Of course it is. Just saying with all the poor role models far too many people start to normalize that sort of behavior. People generally choose the path of least resistance. If they do something boorish, they'll try to justify it by saying some famous celebrity does it, so why can't I? We just had a great example of that at the Oscars, which I'm sure lots of people will use to justify punching someone for a minor insult.

I don't know why people can't aspire to be better. I know it's much harder. But it has its own set of rewards.


----------



## bykfixer (Apr 3, 2022)

They call the television "the one eyed devil" for a reason. 

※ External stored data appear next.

PR #565, opened 2019-12-14
Initial porting

iamgreaser:
This will at least get things working.

Here's what's been ported so far:

* bugfix: Bans a few exploits. The long name exploit has been patched in piqueserver so it's not in this script port, but the line draw exploit doesn't appear to be from what I can see, so I've ported over *that*.
* infinite_everything: Covers infiblocks and infiniclip. Merges them into the same thing.

Here's what we don't need to port:

* detectclient: `/client` is built in.
* teamchat: Functionality is built in.

Which leaves these:

* analyzer
* banhammer
* bots2
* db
* dw
* floor
* improvedweapons
* intelrpg2
* ircpublish
* irctools
* platform
* sculpt
* thunder

Some will very much need to go in (banhammer, bots2), while some are quite confused as to what they're trying to achieve so we'd be best to cherry-pick through and see what we want.

But on a lighter note, here's what we didn't have to port:

* afk
* aimbot2
* airstrike2
* blockinfo
* map_extensions
* memcheck
* paint
* passreload
* protect
* rapid
* ratio
* rollback
* spectatorcontrol
* squad
* trusted
* votekick
* welcome

However we may need to apply some patches to them (e.g. paint), which I'd prefer to do in separate scripts.


iamgreaser:
Ah crap please delete this PR if possible this is for a specific server only

NotAFile:
Doesn't look like you can delete PRs

PR #566, opened 2019-12-20
Improve doc for Push

1AmYF:


piqueserver/game_modes/push.py
```diff
@@ -161,24 +166,31 @@ def reset_intel_position(protocol, team):
...
-        if (connection.last_spawn_time is None or connection.last_spawn_time +
-                RESPAWN_CMD_DELAY.get() <= get_now_in_secs()):
-            if has_flag(connection):
-                connection.drop_flag()
-            connection.spawn()
-        else:
-            connection.send_chat(
-                "Please wait %s seconds before using this command again."
-                % (connection.last_spawn_time + RESPAWN_CMD_DELAY.get() - get_now_in_secs()))
+if ALLOW_RESPAWN_COMMAND.get():
```
NotAFile: why was this change made?

The old code allowed enabling/disabling the command at runtime. The new one does not.

1AmYF: Oh, wasn't aware of that. The reason for that change was that the command would still appear in the list of commands or with "/help r" while being disabled. Nevermind then though, should i redo this PR without that commit?

NotAFile: I think it's probably useful to a more useful "respawning is disabled" message or similar.

Or perhaps we could add some better way to disable commands. For example, using the permission system. I should re-visit #475 for that.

Sociatal decay did not begin with television, yet television accelarated the process. Books and magazines have always had their influence, then the radio added sound to the mental "picture" as it were. Later as television and movies pushed the envelope more and more. Little by little the subject matter became more and more socially unacceptable as society tuned in for more. 

Eventually it disguised bad as good and good as bad while politicians and news outfit use it to pit American against American. The radio as well. By the time the pandemic was upon the US society had a nice wide chasm down the center with half neatly divided on one side, the rest on the other side. Just the way "they" wanted it. 

"They" are the folks with 10-15% approval rating and 90% re-election rate. Every 2 to 4 years they carpet bomb the television sound bites designed to show that other person can't be trusted but the encumbant really cares about……the children 

Enter a virus that at first spread like a Nebraska wildfire throughout a society kept alive pills and nothing better to do than watch the one eyed devil hour after hour, month after month and a recipe for mental hysteria was baked to near perfection. 

For decade after decade we have watched the breakdown of the family, the morals, the rules of conduct on our television from a nice comfy sofa and now we wonder howthehell did we get here. 

The pandemic was a lesson in just how screwed up we are as a species and yet by and large we haven't learned a dawg gone thing.


----------



## jtr1962 (Apr 3, 2022)

I'll chalk up the vast majority of our problems to the horrid level of education in the US relative to most other developed countries. It's easy to sell a bill of goods when most of the people you're talking to were never taught critical reasoning skills. Don't let the high numbers of college graduates fool you, either. Lots of colleges have to offer remedial reading. Basically, the average college graduate these days is probably less well educated than high school graduates were 50 years ago. My maternal grandfather (born 1901) only had a sixth grade education, but he was well versed on a variety of subjects. Apparently he learned enough by sixth grade to keep learning the rest of his life.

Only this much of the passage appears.